Muy queridos amigos:
Este verano, en el Aruba, mi
idolatrado amigo J. E. tuvo a bien abrirle los ojos a mi hijo: “Tu padre es un quejica
y un llorón”. Ya lo tenía yo jodido para esquivar hacia el solete la espesa
sombra de Frank de la Jungla,
la única figura masculina que venera mi Antoniet, como para que el J. E. echase
la última paletada de escepticismo sobre mi moribundo respeto paterno-filial.
Sí, siempre fui un quejica y tendí a la soledad melancólica y, desde luego, nunca
tuve el menor interés por jugarme el físico entre animales salvajes,
exceptuando los renacuajos y los cangrejos que capturaba de pequeño en la
desembocadura del río Algar, que están por domesticar pero no te matan. Tampoco
he sido optimista. Ni creo que la felicidad alcance más allá de esos breves
instantes de pellizco estomacal que sentimos muy de vez en cuando. No sé quién
dijo que es preferible ser pesimista, porque si las cosas salen mal (como es
costumbre) siempre puedes echarle en cara al optimista su ingenuidad con frases
tan rotundas como: “Los lo advertí” o “Se veía de venir”. Ahora que me acerco a
los cincuenta, el declive físico (en franca decadencia desde mi primer llanto)
y, sobre todo, el intelectual, hacen que se hayan acentuado estos rasgos de mi
carácter, entre los que habría que incluir la cobardía. De hecho, tiendo sin
disimulo hacia el aislamiento. Por cierto, el caso es que llevaba del todo
hilvanado este discurso y, de golpe, he olvidado a qué venía… ¡Ah, sí! Que
vosotros tampoco os libráis de esta inevitable decadencia. ¡Panda de cabrones!

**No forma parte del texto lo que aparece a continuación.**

PR #118, opened 2024-06-27
Kafka: NewMessage, SendMessage

DavidDurman:


src/appmixer/kafkadavid/platform/SendMessage/SendMessage.js
```diff
@@ -0,0 +1,65 @@
...
+                    partition,
+                    timestamp: timestamp && new Date(timestamp).getTime(),
+                    headers: headers && JSON.parse(headers)
+                }
+            ],
+            acks,
+            timeout
+        };
+
+        await context.callAppmixer({
```
martin-krcmar, line 56: Scenario:
- a new pod is added, or engine is restarted
- message from Rabbit is consumed and gets here
- the job in Kafka plugin did not run yet, it's scheduled to run every minute - therefore the connection is not created
- POST to /send 
- the connections.sendMessage is triggered and there is a condition ` if (!producer) return; // Connection doesn't exist, do nothing` and your message is lost forever.

src/appmixer/kafkadavid/connections.js
```diff
@@ -0,0 +1,177 @@
...
+
+    await producer.connect();
+    OPEN_CONNECTIONS[connectionId] = producer;
+};
+
+const sendMessage = async (flowId, componentId, payload) => {
+
+    const connectionId = `producer:${flowId}:${componentId}`;
+    const producer = OPEN_CONNECTIONS[connectionId];
+    if (!producer) return; // Connection doesn't exist, do nothing
```
martin-krcmar, line 140: It should throw an error, that errors get to the component and the message will be retried. Otherwise it is lost.

src/appmixer/kafkadavid/connections.js
```diff
@@ -0,0 +1,177 @@
...
+
+const addProducer = async (context, flowId, componentId, auth) => {
+
+    const connectionId = `producer:${flowId}:${componentId}`;
+    await context.service.stateSet(connectionId, {
+        flowId, componentId, auth
+    });
+    auth.connectionTimeout = context.config.connectionTimeout;
+    const client = initClient(auth);
+    const producer = client.producer();
```
martin-krcmar, line 130: What will happen if the producer crashes? The job will recreate it? I can see 
`consumer.on(consumer.events.CRASH...` but not the same for the producer.

src/appmixer/kafkadavid/platform/ListOpenConnections/ListOpenConnections.js
```diff
@@ -0,0 +1,21 @@
+'use strict';
+
+const connections = require('../../connections');
```
martin-krcmar, line 3: There is a security issue, you went around the node cache by storing the connections to the `process`, but by calling this component, every user will be able to get all Kafka connections from all users in Appmixer.

src/appmixer/kafkadavid/jobs.js
```diff
@@ -0,0 +1,97 @@
...
+                    if (connectionId.startsWith('consumer')) {
+                        await connections.removeConsumer(context, conn.flowId, conn.componentId);
+                    } else {
+                        await connections.removeProducer(context, conn.flowId, conn.componentId);
+                    }
+                }
+            }));
+
+        } catch (error) {
+            await context.log('error', `Error occurred during connection sync job: ${error.message}`);
```
martin-krcmar, line 91: appmixer-1-gmlmw_·_Pod_·_Logs_·_OKD

I saw this error in the logs of `learning-gull-30931` tenant.

src/appmixer/kafkadavid/platform/ListOpenConnections/ListOpenConnections.js
DavidDurman: @martin-krcmar how would an end-user get this? Do you mean by using the "JavaScript Function" modifier? How can an end-user get access to the `process`?

martin-krcmar: I mean by adding this component ListOpenConnections to their flow. OnStart -> LIstOpenConnections -> SendEmail and you get to your mailbox all open connections.

DavidDurman: @martin-krcmar right, the `ListOpenConnections` is not going out, it was just a handy debugging tool. It's removed now.

vtalas (approved):

PR #120, opened 2024-07-03
Mongo: Remove tmp files when connection fails

jirihofman:
Fix for https://github.com/clientIO/appmixer-components/issues/1768

### Notes
- The issue exists when the connection is **not** successful.
- I tried using `tmp.setGracefulCleanup();` but it inly removes the files on process end. Not immediately.

### DIFF
--- a/src/appmixer/mongodb/common.js
+++ b/src/appmixer/mongodb/common.js
@@ -26,7 +26,23 @@ module.exports = {
             options.tlsAllowInvalidCertificates = true;
         }
         const client = new MongoClient(context.connectionUri, context.tlsCAFileContent && options);
-        await client.connect();
+        try {
+            await client.connect();
+        } catch (error) {
+            if (context.tlsCAFileContent) {
+                // Removing the temporary file and directory if the connection fails
+                await new Promise((resolve, reject) => {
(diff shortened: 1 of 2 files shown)


src/appmixer/mongodb/common.js
```diff
@@ -26,7 +26,23 @@ module.exports = {
             options.tlsAllowInvalidCertificates = true;
         }
         const client = new MongoClient(context.connectionUri, context.tlsCAFileContent && options);
-        await client.connect();
+        try {
+            await client.connect();
+        } catch (error) {
+            if (context.tlsCAFileContent) {
+                // Removing the temporary file and directory if the connection fails
+                await new Promise((resolve, reject) => {
```
vtalas, line 34: perhaps it could be simplified as: 

` await fs.rm(path, { recursive: true, force: true });` 

using the `const fs = require('fs').promises;`

jirihofman: I wasn't able to make it work with `fs.promises` - the folder always remained even though the file was removed.

Instead I refactored the code to extract the function.

vtalas (approved):

PR #124, opened 2024-07-08
Slack: add UploadFile

jirihofman:
Issue https://github.com/clientIO/appmixer-components/issues/1580

Using https://slack.dev/node-slack-sdk/web-api

- [x] UploadFile
- [x] DeleteFile
- [x] GetFile

### Notes
- For `GetFile` we return only `file`. `comments` are [deprecated](https://api.slack.com/changelog/2018-05-file-threads-soon-tread) and not needed. Because of this there is also no need for inputs: `count, cursor, limit, page` as they are related to comments.

### DIFF
--- a/src/appmixer/slack/bundle.json
+++ b/src/appmixer/slack/bundle.json
@@ -1,6 +1,6 @@
 {
     "name": "appmixer.slack",
-    "version": "2.2.0",
+    "version": "2.2.1",
     "engine": ">=6.0.0",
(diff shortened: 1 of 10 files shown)


jirihofman:
Added fix for tooltips from https://github.com/clientIO/appmixer-components/issues/1809#issuecomment-2216873221

vtalas (approved):

PR #135, opened 2024-07-22
Asana: fix assignee dynamic input

vtalas:
- follow-up for the https://github.com/clientIO/appmixer-connectors/pull/132 (added changelog)

### DIFF
--- a/src/appmixer/asana/tasks/ListUsers/ListUsers.js
+++ b/src/appmixer/asana/tasks/ListUsers/ListUsers.js
@@ -7,7 +7,7 @@ const commons = require('../../asana-commons');
  */
 module.exports = {
 
-    receive(context) {
+    async receive(context) {
 
         const generateOutputPortOptions = context.properties.generateOutputPortOptions;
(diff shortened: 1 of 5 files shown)


src/appmixer/asana/tasks/ListUsers/ListUsers.js
```diff
@@ -18,15 +18,23 @@ module.exports = {
...
+        let users;
+
+        try {
+            const res = await client.users.findByWorkspace(workspace);
+            users = res.data;
+        } catch (err) {
+            if (!context.properties.ignoreErrors) {
+                throw err;
+            }
+        }
```
jirihofman, line 30: What kind of errors does it throw?

I would like to see some kind of error logging here even when we are ignoring the errors.

vtalas: I think this is not necessary as this is for the UI only, I think you really don't case about the errors, If you do care, you can use the ListUsers without the ignoreErrors flag

jirihofman (approved):

PR #801, opened 2024-02-12
feat: add list-ops exercise

vaeng:


exercises/practice/list-ops/.docs/instructions.md
```diff
@@ -0,0 +1,19 @@
+# Instructions
+
+Implement basic list operations.
+
+In functional languages list operations like `length`, `map`, and `reduce` are very common.
+Implement a series of basic list operations, without using existing functions.
```
vaeng, line 6: As it is stated in the instructions, we should not reiterate that in an additional amendment, right?

For the example I even skipped .size() for the length. But as a mentor, I think I would let it pass.

ErikSchierboom: > As it is stated in the instructions, we should not reiterate that in an additional amendment, right?

Whatever you think makes the most sense 🤷 It's fine to let it pass as a mentor, but I would argue that just shelling out to existing functions does not really teach the student much.

ErikSchierboom (approved):

PR #807, opened 2024-02-12
Add practice exercise spiral-matrix

ahans:


config.json
```diff
@@ -1124,6 +1124,14 @@
...
         "prerequisites": [],
         "difficulty": 7
+      },
+      {
+        "slug": "spiral-matrix",
+        "name": "Spiral Matrix",
+        "uuid": "d5569902-5815-4b05-ab13-13826fef7826",
+        "practices": [],
+        "prerequisites": [],
+        "difficulty": 5
```
vaeng, line 1134: Do you think this difficulty is at a proper level? I have not done this exercise, but your code is not a 5 compared to the rest. Is there a simpler way, that just looks less idiomatic, or is it one of the more complicated exercises in your opinion?

exercises/practice/spiral-matrix/spiral_matrix.cpp
vaeng, line 1: In the other exercises, we have the stub with a namespace and the header include here. Is it intentional to leave it empty?

ahans: No, sorry! I think it was elsewhere that the implementation was completely empty and up to the student to fill out. But we should be consistent here. Will add the proper template.

ahans:
I also rebased the branch onto latest `main` now.

PR #811, opened 2024-02-20
feat: add `pig-latin` practice exercise

ahans:
I'm not entirely happy with the example implementation yet.

### DIFF
--- a/exercises/practice/pig-latin/pig_latin.cpp
+++ b/exercises/practice/pig-latin/pig_latin.cpp
@@ -1,0 +1,68 @@
+#include "pig_latin.h"
+
+#include <algorithm>
+#include <array>
+
+namespace pig_latin {
+
+namespace {
+
+[[nodiscard]] bool startswith(std::string_view word, std::string_view begin) {
+    if (word.length() < begin.length()) {
+        return false;
+    }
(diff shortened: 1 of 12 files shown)


exercises/practice/pig-latin/pig_latin.cpp
```diff
@@ -0,0 +1,68 @@
+#include "pig_latin.h"
```
ahans, line 1: This file and the `.h` obviously need to go to `.meta/example.{h,cpp}`.

vaeng:
Oh, no. I did not read that! Sorry. I also made a PR for that: #812

ahans:
> Oh, no. I did not read that! Sorry. I also made a PR for that: #812

Well, my bad for not mentioning that properly. Your call which one to keep. I think my implementation is more generic. I would have few comments how to make yours slightly more efficient as well.

vaeng:
> > Oh, no. I did not read that! Sorry. I also made a PR for that: #812
> 
> Well, my bad for not mentioning that properly. Your call which one to keep. I think my implementation is more generic. I would have few comments how to make yours slightly more efficient as well.

I'd be happy to see your suggestions. Let's make it a double :)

Ignoro cuáles serán vuestros
síntomas, pero me permito enumerar, no sin cierta coquetería, los míos: conservo
el pelo de la cabeza, aunque del color de la ceniza del abedul (o de cualquier
otro árbol o arbusto, pero "abedul" suena más chistoso que
"olmo", por ejemplo). De hecho, tengo más pelo que nunca, pero crece
en lugares excéntricos como las orejas o los omóplatos. La faz es la que
corresponde a un insomne mediterráneo que nunca ha usado gafas de sol. Me
explico: ojeras perennes que, de cerca, dibujan unos anillos estratificados,
como los del ágata o el eccema marginado de hebra, y que fluctúan en gradiente
del verde vejiga al azul ultramar, moteados por pequeñas verruguitas de un
ámbar desvaído. Mis ojeras parecen un cuadro puntillista. Las patas de gallo,
cuyos espolones surcan las mejillas hasta la papada, enmarcan el Seurat. El
espectador atento descubrirá en la composición, bajo las cejas hirsutas, muy
velado, el brillito de los ojos azules apagado por el barniz amarillo de la
presbicia. De cintura para abajo, por resumir, tetas caídas, barriga y estrías
en el culo. Y en cuanto al interior, hipertensión (no debo comer con sal),
azúcar (no debo comer dulce) y gases, aunque esto último más por afición que
por otra cosa. También padezco frecuentes episodios de apnea de la memoria, o
sea, que me quedo lelo de manera imprevista. A menudo olvido el nombre de mi
interlocutor al que llamó “tú” o “Paquito” (incluso cuando se trata de una
fémina). Más de una vez, por despiste, me he bajado al perro en zapatillas de
ir por casa, de esas de jubilado: a cuadros y abrigaditas por dentro. Aunque, por
fortuna, este calzado pasa desapercibido en un barrio por el que la vecindad se
pasea en bata de boatiné, pijama, albornoz o, directamente, aireando la titola.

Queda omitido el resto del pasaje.